Health insurance crisis needs action

The American Press

The United States is in the middle of a health insurance crisis, and action is being blocked in the U.S. Senate because of rules and politics.

The latest bill is reportedly dead because Senate Republicans are disunited.

The U.S. House of Representatives passed a health bill earlier this year — the American Healthcare Act — and sent it to the Senate, where it has gotten little consideration.

President Donald Trump has urged Congress to pass a bill, lobbying the senators personally and pledging to sign the bill when it gets to his desk.

Louisiana’s two senators, Bill Cassidy and John Kennedy, have both been active in trying to get something done, and they are to be commended.

The successful House action shows that the complex Affordable Care Act, also know as Obamacare, passed with only Democratic votes, can be untangled, even if it does take several steps.

“Obamacare was designed to collapse,” Sen.
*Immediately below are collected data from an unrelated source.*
PR #798, opened 2025-07-25
fix: zod v4 peer deps

theoludwig:
As explained in the "Library authors" part of the release of Zod v4, we can support easily Zod v4 without any code changes except updating the peer dependency version range (as the work was already done in #777).

Ref: https://github.com/colinhacks/zod/releases/tag/v4.0.1


jorisre:
Thanks!

PR #824, opened 2025-10-22
fix: fix nesting issue due to the errors order

volodymyr-kushnir:
This fixes a nesting issue I've originally hit with the ajv resolver (albeit the issue itself is applicable to all resolvers) which is that `toNestErrors` may lose keys depending on the order of the keys returned by the `parseErrorSchema`, e.g. in this particular example the error for the `config` is actually last (the console output of `parsedErrors` is sorted thus a bit misleading) and simply replaces the `config: { type: …, userId: … }` object that existed one nesting step earlier —

image

I was explaining this to my coworkers so I have a screencast (100 seconds) that illustrates the issue, attaching it here in hope that it'd explain the changes behind the PR better than my writing —

https://github.com/user-attachments/assets/2e5eb038-3e73-434b-bb49-1a54a30747cd

Also I was not very comfortable with passing the objects straight to `Object.assign`, I think I've hit a bug with objects being mutated in place, so even though I can no longer reproduce it I've still wrapped "foreign" objects in a `structuredClone`, just to be on a safe side.

### DIFF
--- a/src/__tests__/__snapshots__/toNestErrors.ts.snap
+++ b/src/__tests__/__snapshots__/toNestErrors.ts.snap
@@ -3,6 +3,11 @@
 exports[`transforms flat object to nested object 1`] = `
 {
   "name": {
+    "firstName": {
+      "message": "third message",
+      "ref": undefined,
+      "type": "rd",
+    },
     "message": "first message",
     "ref": {
       "reportValidity": [MockFunction spy],
@@ -25,6 +30,11 @@ exports[`transforms flat object to nested object 1`] = `
 exports[`transforms flat object to nested object and shouldUseNativeValidation: true 1`] = `
 {
   "name": {
+    "firstName": {
+      "message": "third message",
+      "ref": undefined,
+      "type": "rd",
+    },
     "message": "first message",
     "ref": {
       "reportValidity": [MockFunction spy] {
--- a/src/__tests__/toNestErrors.ts
+++ b/src/__tests__/toNestErrors.ts
@@ -3,6 +3,7 @@ import { toNestErrors } from '../toNestErrors';
 
 const flatObject: Record<string, FieldError> = {
   name: { type: 'st', message: 'first message' },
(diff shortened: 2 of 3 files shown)


volodymyr-kushnir:
Fair enough, I've removed `structuredClone` due to `"target"` being `"ES2017"` and left it like it was originally. If I manage to reproduce the issue I was once observing I'll circle back to this. I've tried to quickly plumb it with the `JSON.parse(JSON.stringify(…))` technique but an array of say `[empty × 3, {…}]` is getting stringified as `[null,null,null,{}]` which doesn't play well down the road (resulting nested object gets `"0":null` key-value pair(s), etc.).

volodymyr-kushnir:
Hi, could you please clarify why this PR was closed? I don't see a review comment or explanation, and this doesn't look like it was superseded — [#848](https://github.com/volodymyr-kushnir/resolvers/issues/848) (merged) fixed a different bug (the regex-metacharacter `SyntaxError` in `escapeForRegex`), not the nesting/ordering issue this PR addresses.

I just re-verified against current master (827f20b) and the bug still reproduces:
```
import { toNestErrors } from './src/toNestErrors';

const errors = {
  'config.type': { type: 'invalid_type', message: 'type is wrong' },
  'config.userId': { type: 'invalid_type', message: 'userId is wrong' },
  config: { type: 'custom', message: 'config is invalid overall' },
};

toNestErrors(errors, { fields: {}, shouldUseNativeValidation: false });
// => { config: { type: 'custom', message: 'config is invalid overall' } }
// `type` and `userId` are silently dropped
```
Since `set(fieldErrors, path, error)` overwrites whatever was previously nested at that path, any error keys that happen to iterate before a shorter parent-path key get wiped out. Happy to rebase/update this PR (e.g. drop the `structuredClone` usage per the earlier feedback and find another way to avoid the in-place mutation concern) if there's an alternative approach you'd prefer — just let me know what didn't work about this one.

Lindsey Graham, R-S.C., said earlier this month during an appearance on “The Mike Gallagher Show.”

“It was designed to make sure employers would drop coverage because it’s too expensive, that exchanges would fail and the government would come in and take it over and you’d have single payer health care.”

Kennedy has said that “unfair treatment” of Louisiana under Senate Majority Leader Mitch McConnell’s original bill would have cost our state $2 billion.

That problem was resolved, but then McConnell’s last bill collapsed last week.

Because of Senate rules and the disunity of the Republican Party, nothing is getting done.

We need immediate action, and the U.S. Senate needs to get that message from the American people.